---------- GIVEN DATA
PR #8056, opened 2024-11-07
Get 3.11 to work in mixed mode

rchiodo:
This gets the two test apps we have in the [examples](https://github.com/microsoft/PTVS/tree/main/Examples) folder working with 3.11.

Breakpoints, callstacks, locals, and stepping all work. Probably need more testing around different types of variables, but that shouldn't be 3.11 specific.

### DIFF
--- a/Examples/PythonNative/PythonNative.vcxproj
+++ b/Examples/PythonNative/PythonNative.vcxproj
@@ -104,14 +104,14 @@
       <SDLCheck>true</SDLCheck>
       <PreprocessorDefinitions>_DEBUG;_CONSOLE;%(PreprocessorDefinitions)</PreprocessorDefinitions>
       <ConformanceMode>true</ConformanceMode>
-      <AdditionalIncludeDirectories>$(LOCALAPPDATA)\Programs\Python\Python310\include;$(LOCALAPPDATA)\Programs\Python\Python311\include;%(AdditionalIncludeDirectories)</AdditionalIncludeDirectories>
+      <AdditionalIncludeDirectories>$(LOCALAPPDATA)\Programs\Python\Python311\include;$(LOCALAPPDATA)\Programs\Python\Python310\include;%(AdditionalIncludeDirectories)</AdditionalIncludeDirectories>
       <LanguageStandard>stdcpp17</LanguageStandard>
       <LanguageStandard_C>stdc17</LanguageStandard_C>
     </ClCompile>
     <Link>
       <SubSystem>Console</SubSystem>
       <GenerateDebugInformation>true</GenerateDebugInformation>
-      <AdditionalLibraryDirectories>$(LOCALAPPDATA)\Programs\Python\Python310\libs;$(LOCALAPPDATA)\Programs\Python\Python311\libs;%(AdditionalLibraryDirectories)</AdditionalLibraryDirectories>
+      <AdditionalLibraryDirectories>$(LOCALAPPDATA)\Programs\Python\Python311\libs;$(LOCALAPPDATA)\Programs\Python\Python310\libs;%(AdditionalLibraryDirectories)</AdditionalLibraryDirectories>
     </Link>
   </ItemDefinitionGroup>
   <ItemDefinitionGroup Condition="'$(Configuration)|$(Platform)'=='Release|x64'">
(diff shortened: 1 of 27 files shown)


Python/Product/DebuggerHelper/trace.cpp
```diff
@@ -51,10 +51,10 @@ struct {
         int64_t ob_size;
     } PyVarObject;
     struct {
-        int64_t f_back, f_code, f_globals, f_locals, f_lineno;
+        int64_t f_back, f_code, f_globals, f_locals, f_lineno, f_frame;
     } PyFrameObject;
     struct {
-        int64_t co_varnames, co_filename, co_name;
```
rchiodo, line 57: co_varnames wasn't used thankfully in the trace code. So I just removed it. It doesn't exist anymore in 3.11 and would have been a pain to add support for here.

Examples/PythonNative/PythonNative.vcxproj
```diff
@@ -104,14 +104,14 @@
       <SDLCheck>true</SDLCheck>
       <PreprocessorDefinitions>_DEBUG;_CONSOLE;%(PreprocessorDefinitions)</PreprocessorDefinitions>
       <ConformanceMode>true</ConformanceMode>
-      <AdditionalIncludeDirectories>$(LOCALAPPDATA)\Programs\Python\Python310\include;$(LOCALAPPDATA)\Programs\Python\Python311\include;%(AdditionalIncludeDirectories)</AdditionalIncludeDirectories>
+      <AdditionalIncludeDirectories>$(LOCALAPPDATA)\Programs\Python\Python311\include;$(LOCALAPPDATA)\Programs\Python\Python310\include;%(AdditionalIncludeDirectories)</AdditionalIncludeDirectories>
```
heejaechang, line 107: this line seems just ordering change? not actual content change?

rchiodo: Yeah it just made this example default to using 3.11 first.

Python/Product/Debugger.Concord/DebuggerOptions.cs
```diff
@@ -20,6 +20,9 @@
 namespace Microsoft.PythonTools.Debugger.Concord {
     public static class DebuggerOptions {
         // These are intentionally not implemented as auto-properties to enable easily changing them at runtime, including when stopped in native code.
+        //
+        // These show up in commands in the debugger watch window if you set the registry value:
+        // HKCU/Software/Microsoft/PythonTools/Debugger PythonDeveloper: DWORD = 1
```
debonte, line 25: Is the space between Debugger and PythonDebugger intentional? Not supposed to be a slash?

Python/Product/Debugger.Concord/ModuleManager.cs
```diff
@@ -160,6 +165,27 @@ public static void PyCode_New(DkmThread thread, ulong frameBase, ulong vframe, u
                 }.SendLower(process);
             }
 
+            public static void _PyCode_New(DkmThread thread, ulong frameBase, ulong vframe, ulong returnAddress) {
```
debonte, line 168: Does this function name make sense if you know what's going on here?

Python/Product/Debugger.Concord/Proxies/StructProxy.cs
```diff
@@ -20,6 +20,7 @@
 using Microsoft.Dia;
 using Microsoft.PythonTools.Common.Parsing;
 using Microsoft.VisualStudio.Debugger;
+using Microsoft.VisualStudio.Debugger.Interop;
```
debonte, line 23: Is this `using` necessary? Seems weird that code was deleted, but a using was added?

Python/Product/Debugger.Concord/Proxies/Structs/PyCodeObject310.cs
```diff
@@ -0,0 +1,49 @@
+﻿using System;
```
debonte, line 1: Add copyright comments in the new files?

Python/Product/Debugger.Concord/DebuggerOptions.cs
rchiodo: Yes it's supposed to identify the key and the value. I could be more explicit.

Python/Product/Debugger.Concord/ModuleManager.cs
rchiodo: Yeah it's the name of a function in the python dll. It has to match the name.

Python/Product/Debugger.Concord/Proxies/StructProxy.cs
rchiodo: Oh that's probably a mistake. I can just remove that.

Python/Product/Debugger.Concord/Proxies/Structs/PyCodeObject310.cs
rchiodo: Oh yeah, good idea. Didn't realize that.

AdamYoblick (approved):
--------------------
# WHAT IS REQUIRED:
Please print verbatim each line from the first line of the entries above to the line that contains "</ItemDefinitionGroup>", inclusive, and nothing more.

# SOLVED EXERCISE:
PR #8056, opened 2024-11-07
Get 3.11 to work in mixed mode

rchiodo:
This gets the two test apps we have in the [examples](https://github.com/microsoft/PTVS/tree/main/Examples) folder working with 3.11.

Breakpoints, callstacks, locals, and stepping all work. Probably need more testing around different types of variables, but that shouldn't be 3.11 specific.

### DIFF
--- a/Examples/PythonNative/PythonNative.vcxproj
+++ b/Examples/PythonNative/PythonNative.vcxproj
@@ -104,14 +104,14 @@
       <SDLCheck>true</SDLCheck>
       <PreprocessorDefinitions>_DEBUG;_CONSOLE;%(PreprocessorDefinitions)</PreprocessorDefinitions>
       <ConformanceMode>true</ConformanceMode>
-      <AdditionalIncludeDirectories>$(LOCALAPPDATA)\Programs\Python\Python310\include;$(LOCALAPPDATA)\Programs\Python\Python311\include;%(AdditionalIncludeDirectories)</AdditionalIncludeDirectories>
+      <AdditionalIncludeDirectories>$(LOCALAPPDATA)\Programs\Python\Python311\include;$(LOCALAPPDATA)\Programs\Python\Python310\include;%(AdditionalIncludeDirectories)</AdditionalIncludeDirectories>
       <LanguageStandard>stdcpp17</LanguageStandard>
       <LanguageStandard_C>stdc17</LanguageStandard_C>
     </ClCompile>
     <Link>
       <SubSystem>Console</SubSystem>
       <GenerateDebugInformation>true</GenerateDebugInformation>
-      <AdditionalLibraryDirectories>$(LOCALAPPDATA)\Programs\Python\Python310\libs;$(LOCALAPPDATA)\Programs\Python\Python311\libs;%(AdditionalLibraryDirectories)</AdditionalLibraryDirectories>
+      <AdditionalLibraryDirectories>$(LOCALAPPDATA)\Programs\Python\Python311\libs;$(LOCALAPPDATA)\Programs\Python\Python310\libs;%(AdditionalLibraryDirectories)</AdditionalLibraryDirectories>
     </Link>
   </ItemDefinitionGroup>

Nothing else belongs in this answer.